Where did you get the two black tubes to adapt the throttle body to the vwpartsmtl piece and the vwpartsmtl piece to the MAF? Are these all 3" dia. pieces? 
What filter are you using? It looks to slip right over the end of the MAF... perfect fit!
Looks really clean... being a straight shot into the TB should make up a lot for not being directly in the cold air stream!
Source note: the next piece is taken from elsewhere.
PR #1091, opened 2022-01-22
fix credential.helper usage

### LINKED ISSUE #800: It should support auto login for push
When I use git command, I don't have to type the user name and password  everytime for push. Because I saved my password by [credential helper](https://stackoverflow.com/questions/11403407/git-asks-for-username-every-time-i-push).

Let's hope the no CEL shows in the next day or two. http://****************.com/smile/emthup.gif


----------



## tewkewl74 (Apr 24, 2006)

where's the video?


----------



## the s is silent (Jul 17, 2004)

*Re: (tewkewl74)*


_Quote, originally posted by *tewkewl74* »_where's the video?


Linky right after the last picture.


----------



## flynavyj (Jan 26, 2007)

looks nice, did you fab up the connections for the sensors? noticed that they're still there, so just wondering how you hooked them up so nicely (lol) nice job, good craftsmanship, best looking "DIY" intake i've seen recently.


----------



## tewkewl74 (Apr 24, 2006)

nice vid. only, you didn't really rev it up. was it because of the wifey??


----------



## ssd-spec (Dec 1, 2006)

The part that looks like the vwpartsmtl I fabbed up it was a bitch. I had to use some hose fiittings and drill the pipe with drill. 2nd day and no cel light. My wife kind of got use to it already. I did not want to spend more money for the CAI Although they are better. I have had plenty of cars that have had WAI and when I switched to CAI it was noticeable. 
The filet used:
http://www.f5air.com/filter.html

All my parts were bought at Autozone (spectre) except the filter.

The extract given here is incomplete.